Paola Perego e gli asessuali “malati”: “Almeno non si riproducono, sono in via di estinzione”

di redazione Blitz
Pubblicato il 7 agosto 2018 13:54 | Ultimo aggiornamento: 7 agosto 2018 13:54
Paola Perego e gli asessuali "malati": "Almeno non si riproducono, sono in via di estinzione"

Paola Perego e gli asessuali “malati”: “Almeno non si riproducono, sono in via di estinzione” (Foto Ansa)

ROMA – “Gli asessuali? Sono malati”. “Almeno sicuramente non si riproducono, per cui sono una categoria in via d’estinzione”. “Che sollievo”: [App di Blitzquotidiano, gratis, clicca qui,- Ladyblitz clicca qui –Cronaca Oggi, App on Google Play] questi alcuni stralci della conversazione andata in onda su Rai Radio 2 durante il programma Al Posto del Cuore, condotto da Paola Perego e Laura Campiglio. Parole che hanno acceso un polverone che di nuovo coinvolge la conduttrice moglie di Lucio Presta, già travolta un anno e mezzo fa dalla polemica per la lista delle “donne dell’est” che le costò la chiusura di Parliamone Sabato.

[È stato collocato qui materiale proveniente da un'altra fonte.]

PR #3084, opened 2015-06-26
[Truffle] BigDecimal

pitr-ch:


lib/ruby/truffle/truffle/bigdecimal.rb
```diff
@@ -181,6 +189,70 @@ def frac
...
+                       if [' ', '+'].include? format[0]
+                         format[0]
+                       else
+                         ''
+                       end
+                     when self < 0
+                       '-'
+                     when self == 0
+                       ''
+                     end
```
eregon: The indentation looks a bit strange to me.

lib/ruby/truffle/truffle/bigdecimal.rb
```diff
@@ -181,6 +189,70 @@ def frac
...
+                                  ['0',
+                                   '0' * exponent_value.abs + unscaled_value]
+                                else
+                                  after_dot = unscaled_value[exponent_value..-1]
+
+                                  [unscaled_value[0...exponent_value],
+                                   after_dot.empty? ? '0' : after_dot]
+                                end
+
+        prefix << add_spaces_to_s(before_dot, true, spaces) << '.' << add_spaces_to_s(after_dot, false, spaces)
```
eregon: I would use String interpolation for this, I find it easier to read and overhead it probably fairly low.

lib/ruby/truffle/truffle/bigdecimal.rb
```diff
@@ -181,6 +189,70 @@ def frac
...
+                                   '0']
+                                when exponent_value <= 0
+                                  ['0',
+                                   '0' * exponent_value.abs + unscaled_value]
+                                else
+                                  after_dot = unscaled_value[exponent_value..-1]
+
+                                  [unscaled_value[0...exponent_value],
+                                   after_dot.empty? ? '0' : after_dot]
+                                end
```
eregon: splat over a `case`statement with no expression seems too smart :smile:
What about just if/elsif with assigning the two variable in each clause?
```ruby
if exponent_value > unscaled_value.size
  before_dot = unscaled_value + '0' * (exponent_value - unscaled_value.size)
  after_dot = '0'
elsif exponent_value <= 0
  ...
```
(the variables need not be declared before as if/elsif assign in the parent scope)

lib/ruby/truffle/truffle/bigdecimal.rb
pitr-ch: Do you mean case/when or aligned = ?

lib/ruby/truffle/truffle/bigdecimal.rb
pitr-ch: I tend to prefer case over of/elsif in when there is more than two branches to distinguish it clearly from simple if. 

Multi-assign is used here to be DRY and "functional". In the current arrangement it is clear that whole block is about assigning those variables, but if the variables are in the case (or if/elsif) a reader has to read whole block to determine that it's about assigning of those variables and nothing else.

Anyway this is just stylistic issue, I don't mind changing it if you think this is too weird.

lib/ruby/truffle/truffle/bigdecimal.rb
pitr-ch: yeah I am not happy with this line, I've tried interpolation but `format` seems event better to me.

lib/ruby/truffle/truffle/bigdecimal.rb
eregon: the `=` is the clearest here.
Not sure for `case`/`when` but it might make sense to avoid anything that has visually so many levels of indentation (so `when` would have the same indent as the line before).

lib/ruby/truffle/truffle/bigdecimal.rb
eregon: But on the other hand you have to associate `array index 0` with `before_dot`.
There is also an assignment to `after_dot` which makes it even more complex.
Yeah I am a big fan of simplicity over DRY :wink: until it goes in its own helper method.

lib/ruby/truffle/truffle/bigdecimal.rb
eregon: `Kernel#format` ? I think the current version is better in that case (`format` is not idiomatic IMO).
Interpolation is a bit hard to read because there is no space between tokens, but it shows more clearly the order.

pitr-ch: see https://github.com/jruby/jruby/pull/3084/files#diff-8b366f91f8d86a2cbb3a9175eda4ee3bR221 I think it looks quite good. And it should be also quite performant thanks to our pack nodes, right?

truffle/src/main/java/org/jruby/truffle/nodes/ext/BigDecimalNodes.java
```diff
@@ -1108,15 +1110,58 @@ public Object divSpecialSpecial(VirtualFrame frame, RubyBasicObject a, RubyBasic
...
+            }
+            return super.div(frame, a, b, newPrecision);
+        }
+
+        @Specialization(guards = {
+                "isNormal(a)",
+                "isSpecialRubyBigDecimal(b)" })
+        public Object divNormalSpecial(VirtualFrame frame, RubyBasicObject a, RubyBasicObject b, NotProvided precision) {
+            if (getBigDecimalType(b) == Type.NEGATIVE_ZERO) {
+                throw new RaiseException(getContext().getCoreLibrary().zeroDivisionError(this));
```
nirvdrum: You should transfer before you throw here.

truffle/src/main/java/org/jruby/truffle/nodes/ext/BigDecimalNodes.java
```diff
@@ -1108,15 +1110,58 @@ public Object divSpecialSpecial(VirtualFrame frame, RubyBasicObject a, RubyBasic
...
+            } else if (getBigDecimalType(b) == Type.NAN) {
+                throw new RaiseException(getContext().getCoreLibrary().floatDomainError("Computation results to 'NaN'(Not a Number)", this));
```
nirvdrum: You should transfer before you throw here.

truffle/src/main/java/org/jruby/truffle/nodes/ext/BigDecimalNodes.java
```diff
@@ -1129,6 +1174,21 @@ public Object divNormalSpecial(VirtualFrame frame, RubyBasicObject a, RubyBasicO
         @Specialization(guards = {
                 "!isNormal(a)",
                 "isNormalRubyBigDecimal(b)" })
+        public Object divSpecialNormal(VirtualFrame frame, RubyBasicObject a, RubyBasicObject b, NotProvided precision) {
+            if (isNormalZero(b)) {
+                throw new RaiseException(getContext().getCoreLibrary().zeroDivisionError(this));
```
nirvdrum: Missing transfer.

truffle/src/main/java/org/jruby/truffle/nodes/ext/BigDecimalNodes.java
```diff
@@ -1129,6 +1174,21 @@ public Object divNormalSpecial(VirtualFrame frame, RubyBasicObject a, RubyBasicO
...
+            } else if (getBigDecimalType(a) == Type.NAN) {
+                throw new RaiseException(getContext().getCoreLibrary().floatDomainError("Computation results to 'NaN'(Not a Number)", this));
```
nirvdrum: Missing transfer.

truffle/src/main/java/org/jruby/truffle/nodes/ext/BigDecimalNodes.java
```diff
@@ -1129,6 +1174,21 @@ public Object divNormalSpecial(VirtualFrame frame, RubyBasicObject a, RubyBasicO
...
+            } else if (getBigDecimalType(a) == Type.POSITIVE_INFINITY || getBigDecimalType(a) == Type.NEGATIVE_INFINITY) {
+                throw new RaiseException(getContext().getCoreLibrary().floatDomainError("Computation results to 'Infinity'", this));
```
nirvdrum: Missing transfer.

truffle/src/main/java/org/jruby/truffle/nodes/ext/BigDecimalNodes.java
```diff
@@ -1136,11 +1196,176 @@ public Object divSpecialNormal(VirtualFrame frame, RubyBasicObject a, RubyBasicO
         @Specialization(guards = {
                 "!isNormal(a)",
                 "isSpecialRubyBigDecimal(b)" })
+        public Object divSpecialSpecial(VirtualFrame frame, RubyBasicObject a, RubyBasicObject b, NotProvided precision) {
+            if (getBigDecimalType(b) == Type.NEGATIVE_ZERO) {
+                throw new RaiseException(getContext().getCoreLibrary().zeroDivisionError(this));
```
nirvdrum: Missing transfer.

truffle/src/main/java/org/jruby/truffle/nodes/ext/BigDecimalNodes.java
```diff
@@ -1136,11 +1196,176 @@ public Object divSpecialNormal(VirtualFrame frame, RubyBasicObject a, RubyBasicO
...
+            } else if (getBigDecimalType(a) == Type.NAN || getBigDecimalType(b) == Type.NAN) {
+                throw new RaiseException(getContext().getCoreLibrary().floatDomainError("Computation results to 'NaN'(Not a Number)", this));
```
nirvdrum: Missing transfer.

truffle/src/main/java/org/jruby/truffle/nodes/ext/BigDecimalNodes.java
```diff
@@ -1136,11 +1196,176 @@ public Object divSpecialNormal(VirtualFrame frame, RubyBasicObject a, RubyBasicO
...
+        public Object divmodSpecial(VirtualFrame frame, RubyBasicObject a, RubyBasicObject b) {
+            final Type aType = getBigDecimalType(a);
+            final Type bType = getBigDecimalType(b);
+
+            if (aType == Type.NAN || bType == Type.NAN) {
+                return createArray(createBigDecimal(frame, Type.NAN), createBigDecimal(frame, Type.NAN));
+            }
+
+            if (bType == Type.NEGATIVE_ZERO || (bType == Type.NORMAL && isNormalZero(b))) {
+                throw new RaiseException(getContext().getCoreLibrary().zeroDivisionError(this));
```
nirvdrum: Missing transfer.

truffle/src/main/java/org/jruby/truffle/nodes/ext/BigDecimalNodes.java
```diff
@@ -1136,11 +1196,176 @@ public Object divSpecialNormal(VirtualFrame frame, RubyBasicObject a, RubyBasicO
...
+                return createArray(
+                        createBigDecimal(frame, type),
+                        createBigDecimal(frame, Type.NAN));
+            }
+
+            if (bType == Type.POSITIVE_INFINITY || bType == Type.NEGATIVE_INFINITY) {
+                return createArray(createBigDecimal(frame, BigDecimal.ZERO), createBigDecimal(frame, a));
+            }
+
+            throw new UnsupportedOperationException();
```
nirvdrum: While we have a lot of `UnsupportedOperationException`s without a message, I think we should really try to use a descriptive error message in all future work.

eregon: I agree, although just having the Java backtrace is usually quite enough to know where it comes from.

lib/ruby/truffle/truffle/bigdecimal.rb
eregon: Yeah it is nice! I think `String#%` is more Ruby-like but in this case the extra array literal would just add clutter.
`Array#pack` is for encoding stuff in binary, this is in text format so I don't think we have the same level of optimization yet.

pitr-ch:
Sorry about the missing transfers ( I've forgot again :angry: ). Added.

truffle/src/main/java/org/jruby/truffle/nodes/ext/BigDecimalNodes.java
pitr-ch: what about https://github.com/pitr-ch/jruby/commit/f1636466b3271cc50d85574bd7b2685d9d556d2f?

nirvdrum: The problem is it's usually a design decision to make something unsupported or there's an underlying reason why that is.  Without a comment or an error message, we're forever having to work out why it's unsupported when we come across it.  In cases like getting the metaclass or translating a JRuby exception, messages with the argument values can save a lot of time debugging.

pitr-ch: @nirvdrum I understand and agree, however these cases are all just a branch of code which should not be ever reached. So there is new sub class for that added to describe the meaning. What do you think?

pitr-ch:
Please wait with merge, 1 or 2 commits and BigDecimal is done.

truffle/src/main/java/org/jruby/truffle/nodes/ext/BigDecimalNodes.java
nirvdrum: @pitr-ch I commented on the other commit.  I like your proposed solution. It clearly conveys intent.

pitr-ch:
Ready for merge.

eregon:
Looks good!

Questa volta Perego è rimasta invischiata in una conversazione radio con la co-conduttrice e scrittrice Campiglio, che ha tirato fuori il tema degli asessuali, ovvero coloro che stanno bene senza avere rapporti sessuali.

“C’è una cosa alla quale dobbiamo parlare: gli asessuali”, ha esordito la Campiglio nella puntata di sabato 4 agosto. “Sei sicura che ne vuoi parlare? Guarda che siamo alle 11 del mattino su Radio 2”, ha replicato Perego. Ma la scrittrice è andata avanti: “Queste persone non sono persone interessate al sesso, lo hanno completamente estromesso dalla loro vita e rivendicano questa cosa come forte scelta di vita: dove andremo a finire? Queste persone seguono la loro natura: sono proprio fatte così”.

E Perego: “Ma esistono? Sono uomini anche? Uomini che non hanno interesse per il sesso? No dai, non ci credo…”. Campiglio ancora: “Questo è un morbo diffusissimo. Su 100 persone ce n’è una che è così, sono malati, è pazzesco. (…) Queste persone strane, perché sono strane, si sono riunite in un movimento internazionale e rivendicano questa loro scelta. Così, senza vergogna, io non me ne capacito (…) Questa loro condizione, questa malattia diciamolo…”. E a quel punto Perego ha chiosato: “Però c’è una buona notizia: gli asessuali sicuramente non si riproducono, per cui sono una categoria in via d’estinzione”.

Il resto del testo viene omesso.